Directions for this task:
Copy out exactly the lines from the start of the data to the line containing "development branch or". Include both.
--- Given entries Enclosed Below ---
PR #874, opened 2026-08-17
12/12 docs[planning]: add the v0.2 planning record and agent configuration

kaljarv:
**Stack position: 12 of 12 — the top.** Base: `ship/v0.2-akita-10-root-config`. Head: `ship/v0.2-akita-11-planning`.
**2,329 files changed, +882,299 / −104.**

> ## You can approve this PR without reading it. That is the design, not a concession.
>
> This is the planning record and agent configuration for the v0.2 "Akita" body of work. It exists as
> its own PR for exactly one reason: **to keep ~882,000 lines of planning artifacts out of the other
> eleven PRs' diffs.** Every one of those eleven is readable because this one absorbed the noise.
>
> It contains **no application code**. Nothing here is built, bundled, imported, or served — measured,
> not asserted: **0 of its 2,330 shipped files lie under `apps/` or `packages/`**, no `tsconfig`, `vite`,
> `svelte`, `vitest` or `turbo` config references any path in it, and `git grep` finds no import of it
> from product code.

---

This is one PR in a **review-only stack of twelve**, cut from the v0.2 body of work so that it can
actually be read. Four things follow, all deliberate:

1. **Individual PRs need not build, lint, or pass tests. Only the whole matters.** The stack slices one
   large final state into twelve diffs of similar nature. Intermediate states are not required to be
   working states.
   slices are a re-partition of the same tree, not a re-implementation.
   development branch or the stack produces the identical tree.
4. **Review comments need not be implemented inside the stack.** Fixes can land on a separate branch.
--- End of Enclosed Given entries ---
Your solution:
PR #874, opened 2026-08-17
12/12 docs[planning]: add the v0.2 planning record and agent configuration

kaljarv:
**Stack position: 12 of 12 — the top.** Base: `ship/v0.2-akita-10-root-config`. Head: `ship/v0.2-akita-11-planning`.
**2,329 files changed, +882,299 / −104.**

> ## You can approve this PR without reading it. That is the design, not a concession.
>
> This is the planning record and agent configuration for the v0.2 "Akita" body of work. It exists as
> its own PR for exactly one reason: **to keep ~882,000 lines of planning artifacts out of the other
> eleven PRs' diffs.** Every one of those eleven is readable because this one absorbed the noise.
>
> It contains **no application code**. Nothing here is built, bundled, imported, or served — measured,
> not asserted: **0 of its 2,330 shipped files lie under `apps/` or `packages/`**, no `tsconfig`, `vite`,
> `svelte`, `vitest` or `turbo` config references any path in it, and `git grep` finds no import of it
> from product code.

---

This is one PR in a **review-only stack of twelve**, cut from the v0.2 body of work so that it can
actually be read. Four things follow, all deliberate:

1. **Individual PRs need not build, lint, or pass tests. Only the whole matters.** The stack slices one
   large final state into twelve diffs of similar nature. Intermediate states are not required to be
   working states.
   slices are a re-partition of the same tree, not a re-implementation.
   development branch or the stack produces the identical tree.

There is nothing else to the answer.